The Charter and Language Rights
Enacted in 1982, the Canadian Charter of Rights and Freedoms constitutionally enshrines several key language rights. Section 16 of the Charter recognizes English and French as the official languages of Canada and of New Brunswick. Moreover, both languages have equality of status and equal rights and privileges as to their use in government institutions. Sections 17-22 outline particular language rights in government institutions, such as the right to use either French or English in any proceeding in the Canadian Parliament, the right to use either language in any court established by Parliament, and the right of the general public to communicate and receive services in either language when dealing with government institutions and agencies (at both the federal level and provincial level in New Brunswick).
In addition to these language rights associated with the operation of government, the Charter also provides several minority language education rights. Section 23 of the Charter requires that provincial governments offer education to Canadians in the official language of their choice, even when only a minority speaks that language. In English-dominated areas, this means French-speaking minorities have the right to educate their children in French (and vice versa in French-dominated areas). This section of the Charter does, however, provide several important qualifications. For example, in order to claim minority language education rights for their children, in most cases parents must have the minority language as their first language, or have received their own primary education in the minority language, or have a child who has received, or is receiving, his/her education in the minority language.
Issues in Canadian Bilingual Policy
Sources of debate on bilingualism in Canada
Competing Visions of Language Policies
As discussed in the previous section, over the years the federal government has pursued a language policy largely based on a vision of common bilingual community, characterized by the promotion of both French and English throughout Canada. This vision of language politics, however, can be contrasted with others, particularly, those that equate French Canada with Quebec. This alternative view of language politics involves recognizing Quebec as the heartland of French Canada, and advocates providing that province with special powers to protect French culture and language within English-dominated North America. The goal, then, is not to promote a common bilingual community, but two separate linguistic communities – one based in Quebec and the other residing in the rest of Canada.
This “two communities” vision has often been reflected in the Government of Quebec’s approach to language politics. Since the 1930s, a series of Quebec provincial governments, of different political stripes, have pursued language policies that have sought to promote the French language over English. Underlying these policies has been the belief that Quebec is the heartland of the French language in Canada, and that it is the responsibility of the Government of Quebec to promote a unique French society within the province.

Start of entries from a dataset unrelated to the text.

PR #341, opened 2024-05-07
Draw the background color visual on top of the item visuals.

niklasb-ms:
## Description

Change order of the visuals in the DrawingIslands sample such that the visual showing the background color (the bar across the bottom of the window) is on top.


jeffstall (approved):
Looks good!

PR #346, opened 2024-05-09
Update DrawingCsTestApp's SceneNode scenario to load the helmet model

achen144:
Updates DrawingCsTestApp's SceneNode scenario to load the helmet model into Scene API objects, with a rotation animation applied. It reads the model's textures and mesh data from asset files, instead of hard-coded binary blobs.


jeffstall:
Good

PR #348, opened 2024-05-09
Add Mica (Win11) and Acrylic (Win10) backdrops

adpa-ms:
Added SystemBackdropControllers to draw Mica (Win11+) and Acrylic (Win10) behind the DrawingIsland.


jeffstall (approved):
Thanks!

PR #351, opened 2024-05-09
Handle device-lost for text in DrawingIslands sample.

niklasb-ms:
## Description

This enables the text rendering in the `DrawingIslands` sample to properly recover when the D3D device is lost.

The `DeviceLostHelper` class listens for device-lost events on the specified DXGI device. This code is adapted from https://learn.microsoft.com/en-us/windows/uwp/composition/composition-native-interop.

The `DrawingIsland` class now includes an instance of `DeviceLostHelper` and uses it to listen for events on the device associated with the `TextRenderer` object. On device lost, the `DrawingIsland::OnDirect3DDeviceLost` method is called and does the following:

1. Tells the `TextRenderer` to recreate its device
2. Re-renders all the text items
3. Starts watching the new device

The `TextRenderer` class has new code to recreate its device. It also catches and ignores the exception in the unlikely event that a DXGI_ERROR_DEVICE_REMOVED error occurs _during_ `TextRenderer::Render`.

I tested this by triggering multiple device losses using `dxcap -forceTDR`.


jeffstall (approved):
:shipit:

jeffstall:
Thanks! Right now, this introduces multi-threading in, which gets us unblocked. I'll refactor this around later to use a DispatcherQueue to post back to the UI thread.

PR #352, opened 2024-05-09
Marshal OnDirect3DDeviceLost to UI thread.

niklasb-ms:
## Description

This change fixes a thread safety issue with DrawingIsland::OnDirect3DDeviceLost. This method recreates the D2D device and re-renders text items after device lost. The problem is that this method is called from a threadpool thread, not the UI thread. The fix is to use DispatcherQueue to marshal the call to the UI thread.

I tested this by forcing device loss using `dxcap -forceTDR` and verifying that text still renders correctly. I also verified in the debugger that `TextRenderer::RecreateDirect2DDevice` is called from the UI thread.


jeffstall (approved):
:shipit:

jeffstall:
Thanks!

PR #384, opened 2024-09-04
Remove PublishReadyToRun from pubxml to allow Override from MSBuild cmd

kythant:
We are setting PublishReadyToRun property to false to fix a nuget restore issue on the package that depends on it however the PublishReadyToRun property in the publxml is overriding everything. Hence, these properties should be moved to the csprojs


kythant:
Test Successful here
https://microsoft.visualstudio.com/ProjectReunion/_build/results?buildId=106299976

alexlamtest (approved):

JesseCol:
Non-blocking: you can delete the template text in the description.  I want to change this since it's obsolete now but I haven't gotten around to it :)

kythant:
> Non-blocking: you can delete the template text in the description. I want to change this since it's obsolete now but I haven't gotten around to it :)

Done!

PR #417, opened 2025-03-17
Add arm64 config step to WCR samples

niels9001:
Small, but crucial, step in building the WCR samples.


pratikone (approved):
wish we could make it default in VS somehow,  but good call.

In 1974, for example, the Quebec Liberal government passed the provincial Official Languages Act, making French the province’s official language. In addition, the Act required Quebec businesses to give themselves French names, advertise primarily in French in Quebec, and to acquire a certificate of ‘francization’ (which could only be obtained when the business proved to the government that it could function in French and address its employees in French). Another example is the 1977 Charter of the French Language, passed by the Parti Québécois government, declaring French to be the only language allowed on commercial signs in the province, with some limited exceptions. The Charter also required that children of new immigrants to Quebec, attending public schools, study in French until the post-secondary level. Finally, the separatist movement in Quebec, which has been supported over the years by Parti Québécois governments, is often grounded in the “two communities” vision of language politics. The notion is that Quebec should seek political independence from Canada in order to fully promote French culture and language in English-dominated North America.

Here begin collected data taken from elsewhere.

PR #431, opened 2025-03-31
Add a sample of a .NET MAUI app using WCR

codendone:
## Description

This adds a sample which shows how to use Windows Copilot Runtime (and Windows App SDK in general) in a .NET MAUI application.

## Target Release

Whenever WindowsCopilotRuntime gets to "stable". This currently targets 1.7-experimental3.

## Checklist


Samples/WindowsCopilotRuntime/cs-maui/MauiWCRSample/MauiWindowsCopilotRuntimeSample.sln
```diff
@@ -0,0 +1,27 @@
...
+MinimumVisualStudioVersion = 10.0.40219.1
+Project("{FAE04EC0-301F-11D3-BF4B-00C04F79EFBC}") = "MauiWindowsCopilotRuntimeSample", "MauiWCRSample\MauiWindowsCopilotRuntimeSample.csproj", "{5B91DC6A-CF3C-4398-BFF3-A45B88BFA698}"
+EndProject
+Global
+	GlobalSection(SolutionConfigurationPlatforms) = preSolution
+		Debug|Any CPU = Debug|Any CPU
+		Release|Any CPU = Release|Any CPU
+	EndGlobalSection
+	GlobalSection(ProjectConfigurationPlatforms) = postSolution
+		{5B91DC6A-CF3C-4398-BFF3-A45B88BFA698}.Debug|Any CPU.ActiveCfg = Debug|Any CPU
```
jeffstall, line 14: Checking: What does "Any CPU" mean with WinAppSDK? For our Build/Ignite talks, we guided people to replace with explicit use for x86, x64, and arm64. Does MAUI abstract this out so they can safely use "Any CPU" instead?

Samples/WindowsCopilotRuntime/cs-maui/MauiWCRSample/Platforms/Windows/MainPage.cs
```diff
@@ -0,0 +1,198 @@
...
+
+        partial void ScaleImage(double scale)
+        {
+            DoScaleImage(scale);
+        }
+
+        private async void DoScaleImage(double scale)
+        {
+            // Load the original image
+            var resourceManager = new Microsoft.Windows.ApplicationModel.Resources.ResourceManager();
```
jeffstall, line 55: Since your project has Android and other platforms, does this need to be under some WINDOWS_ONLY check or is this already abstracted out? i.e., with the other platform builds fail at compile/runtime? Should there be some IsWindows() runtime check or something?

Samples/WindowsCopilotRuntime/cs-maui/MauiWCRSample/Platforms/iOS/Program.cs
```diff
@@ -0,0 +1,15 @@
+﻿using ObjCRuntime;
+using UIKit;
+
+namespace MauiWindowsCopilotRuntimeSample;
+
+public class Program
+{
+	// This is the main entry point of the application.
```
jeffstall, line 8: Tabs as spaces?

jeffstall (approved):
Added some comments for clarification/double checking, but not blocking check-in.

Samples/WindowsCopilotRuntime/cs-maui/MauiWCRSample/MauiWindowsCopilotRuntimeSample.csproj
```diff
@@ -0,0 +1,68 @@
...
+
+		<!-- Versions -->
+		<ApplicationDisplayVersion>1.0</ApplicationDisplayVersion>
+		<ApplicationVersion>1</ApplicationVersion>
+
+		<SupportedOSPlatformVersion Condition="$([MSBuild]::GetTargetPlatformIdentifier('$(TargetFramework)')) == 'ios'">11.0</SupportedOSPlatformVersion>
+		<SupportedOSPlatformVersion Condition="$([MSBuild]::GetTargetPlatformIdentifier('$(TargetFramework)')) == 'maccatalyst'">13.1</SupportedOSPlatformVersion>
+		<SupportedOSPlatformVersion Condition="$([MSBuild]::GetTargetPlatformIdentifier('$(TargetFramework)')) == 'android'">21.0</SupportedOSPlatformVersion>
+		<SupportedOSPlatformVersion Condition="$([MSBuild]::GetTargetPlatformIdentifier('$(TargetFramework)')) == 'windows'">10.0.17763.0</SupportedOSPlatformVersion>
+		<TargetPlatformMinVersion Condition="$([MSBuild]::GetTargetPlatformIdentifier('$(TargetFramework)')) == 'windows'">10.0.17763.0</TargetPlatformMinVersion>
```
KevinLaMS, line 37: 17763 cannot be correct for line 36 and 37

Samples/WindowsCopilotRuntime/cs-maui/MauiWCRSample/MauiWindowsCopilotRuntimeSample.sln
codendone: This surprised me as well. Like you said, for WinAppSDK I think we say that an explicit architecture needs to be used, or at least there need to be platform-specific versions for apps uploaded to the store. A default MAUI project is configured only for "Any CPU", so I'm assuming they have some abstraction. I've chosen to leave this untouched from the default MAUI project.

Samples/WindowsCopilotRuntime/cs-maui/README.md
```diff
@@ -0,0 +1,60 @@
...
+extendedZipContent:
+- path: LICENSE
+  target: LICENSE
+---
+
+## Prerequisites
+- For system requirements, see [System requirements for Windows app development](https://docs.microsoft.com/windows/apps/windows-app-sdk/system-requirements).
+- To ensure your development environment is set up correctly, see [Install tools for developing apps for Windows 10 and Windows 11](https://docs.microsoft.com/windows/apps/windows-app-sdk/set-up-your-development-environment).
+- Running this sample does require a [Windows Copilot + PC](https://learn.microsoft.com/windows/ai/npu-devices/)
+- This sample requires [Windows App SDK 1.7 Experimental3](https://learn.microsoft.com/windows/apps/windows-app-sdk/downloads#windows-app-sdk-17-experimental), which should be installed by Visual Studio when deploying or launching the app.
```
KevinLaMS, line 20: How do we remember to bump this when we release?

Samples/WindowsCopilotRuntime/cs-maui/MauiWCRSample/Platforms/Windows/MainPage.cs
codendone: It is true that `#if WINDOWS` blocks could be used to ensure code in those blocks are only used in the build for Windows target. But I found that approach to be a poor choice for anything more than a line or two of trivial code, since that code is gray-ed out (VS sees the #define isn't always set) and there is no IntelliSense/auto-suggest inside those blocks.

What this sample uses instead is MAUI's other platform-specific code option: defining partial classes with partial methods and implementing platform-specific code in the platform-specific versions of those partial classes. This `Platforms/Windows/MainPage.cs` is the Windows-specific implementation of the partial class, so no `#if WINDOWS` lines are needed.

Samples/WindowsCopilotRuntime/cs-maui/README.md
```diff
@@ -0,0 +1,60 @@
...
+
+This sample demonstrates use of some Windows Copilot Runtime APIs, including `LanguageModel` for text
+generation and `ImageScaler` for image super resolution to scale and sharpen images. Click one of the
+"Scale" buttons to scale the image (or reshow the original, unscaled image), or enter a text prompt and
+click the "Generate" button to generate a text response.
+
+The changes from the ".NET MAUI App" template are split across four files:
+- `MauiWindowsCopilotRuntimeSample.csproj`: Adds the required Windows App SDK package reference for the
+  Windows Copilot Runtime APIs. This reference needs to be conditioned only when building for Windows
+  (see below for details). This file also sets the necessary TargetFramework for Windows.
```
KevinLaMS, line 39: to be more prescriptive... should it be see Additional notes below?

Samples/WindowsCopilotRuntime/cs-maui/MauiWCRSample/MauiWindowsCopilotRuntimeSample.csproj
codendone: It is correct. The sample "works" on 17763+. The WCR functionality isn't available there, of course, and those portions of the UI will be hidden if WCR is not available.

LanceMcCarthy:
The nuget scenario here doesn't seem to work for anyone outside of how you have your `localpackages` set up. I am recommending a small update to the shared nuget.config file to allow supporting anyone who clones the code (and it still supports your AzDO/GHA restores)

Update the entire contents of `WindowsAppSDK-Samples/Samples/nuget.config`

to be this (I added comments to explain further

```xml
<?xml version="1.0" encoding="utf-8"?>
<!-- A dedicated nuget.config to provide grerater control over builds in CI and locally -->
<configuration>
    <packageRestore>
        <!-- Allow NuGet to download missing packages -->
        <add key="enabled" value="True" />
        <!-- Automatically check for missing packages during build in Visual Studio -->
        <add key="automatic" value="True" />
    </packageRestore>
    <packageSources>
        <!-- Clear any local or duplicate feeds. This gives us precise control over the sources used. -->
        <clear />
        
        <!-- Start with nuget.org source -->
        <add key="NugetOrg" value="https://nuget.org/v3/index.json" />

        <!-- Add the demo-specific feed, which may contain more recent packages not yet available on nuget.org -->
        <add key="WinAppSDK-SampleDeps" value="https://pkgs.dev.azure.com/shine-oss/WinAppSDK-Samples/_packaging/WinAppSDK-SampleDeps/nuget/v3/index.json" />

        <!-- a local directory to allow testing nupkg files without pushing to a remote feed -->
        <!-- This is also used by WinAppSDK's pipelines to validate a nupkg from a build -->
        <add key="localpackages" value="localpackages" />
    </packageSources>
    <disabledPackageSources />
</configuration>

```

Samples/WindowsCopilotRuntime/cs-maui/README.md
codendone: Currently the WCR samples are only in the `release/experimental` branch. In order to move them to the `main` branch (once WCR goes stable), we'll need to update them to point to the minimum stable build. After that, we theoretically bump all samples in `main` to the latest release after each stable release (not the monthly releases).

Samples/WindowsCopilotRuntime/cs-maui/MauiWCRSample/MauiWindowsCopilotRuntimeSample.sln
LanceMcCarthy: Since I've already chimed in on this PR, I thought I might add some helpful comments ;)

This is the correct solution configuration for a .NET MAUI single-project. When you have the netX.0-windows TFM selected, MAUI will automatically choose the current platform as the RID override.

image

Side Note:
It is a different story when it comes to publishing. You must explicitly choose the RID manually in your `dotnet publish` command using the `RuntimeIdentifierOverride` param. For example:

`dotnet publish ${{env.CSPROJ_PATH}} -f "net9.0-windows10.0.22621.0" -p:RuntimeIdentifierOverride="win10-x64" -p:PublishTrimmed=False -p:GenerateAppxPackageOnBuild=true -p:AppxPackageSigningEnabled=false -p:EnableMsixTooling=true --self-contained=true`

Samples/WindowsCopilotRuntime/cs-maui/MauiWCRSample/Platforms/Windows/MainPage.cs
LanceMcCarthy: It doesn't _have_ to be a partial class, any code files you put inside the `Platform/PlatformName` folder, it wil automatically be compiled only for that target platform. Functionally identical to using `#IF platformname` anywhere else in the project..

Using a partial class for MainPage.xaml.cs just makes it more convenient to access those methods... however, I urge a little bit of caution here. It isn't obvious that the logic is within the Platform/Windows folder, so I would add a comment to the original MainPage.xaml/MainPage.xaml.cs to the reader to let them know where to look for the rest of the partial class.

codendone:
> The nuget scenario here doesn't seem to work for anyone outside of how you have your `localpackages` set up...

It looks like the main branch has a nuget.org reference, though in a different order. I'll follow-up on this separately.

Conflict over the federal government’s pursuit of a single bilingual community can also be found in parts of the country outside of Quebec, particularly in regions that have very small French-speaking populations. The concern here is often with the forced ‘bilingualization’ of regions that are predominately English-speaking. Moreover, this concern is associated with a rejection of government action in what is considered to be a private issue (language), or with federal intrusion into provincial politics. One example of this sort of criticism could be found with the Reform Party of Canada, a federal political party founded in the 1980s. A largely western-based political party, the Reform Party strongly opposed the policy of official bilingualism and government action in the realm of language.
While strong opposition to the federal government’s bilingual strategy does exist, this is not to suggest there is also a lack of support for bilingualism. The vision of a common bilingual community in Canada does have its supporters in all parts of the country, and in particular, in areas where there are large minority language communities – be it either English minorities in French-dominated areas or vice versa.
Bilingual Policy in Public Service
Another issue in language politics focuses not on the basic principles of federal bilingual policy, but on its ability to actually achieve its ends. In the context of the public service, for example, the evidence is somewhat mixed on this account.
On the one hand, participation rates by French Canadians in the public service has improved greatly between the 1970s and the early years of the 21st century. Beginning in 1974, all public service positions were reclassified as English-speaking, French-speaking, or bilingual. The revised system benefited French-speaking Canadians, many of whom already spoke both official languages. In 1978, French-speaking Canadians accounted for 25 percent of the total federal public service and 18 percent of public service management positions. By 2002 that figure had increased to 31 percent of the total public service and 28 percent of management positions (Government of Canada, 2003).
Improved participation rates by French Canadians, however, does not necessarily mean the public service has become more bilingual. In 2003, a federal government report on official bilingualism found that there continues to be an imbalance in the use of the two languages in the public service. English remains the preferred language of work by public servants, to the detriment of French, except in Montreal (Government of Canada, 2003). The same report also found that the offer of services in either language by the federal public service remains inadequate, except in Quebec. This is due, in large part, to a shortage of sufficiently bilingual public servants to meet demand (Government of Canada, 2003).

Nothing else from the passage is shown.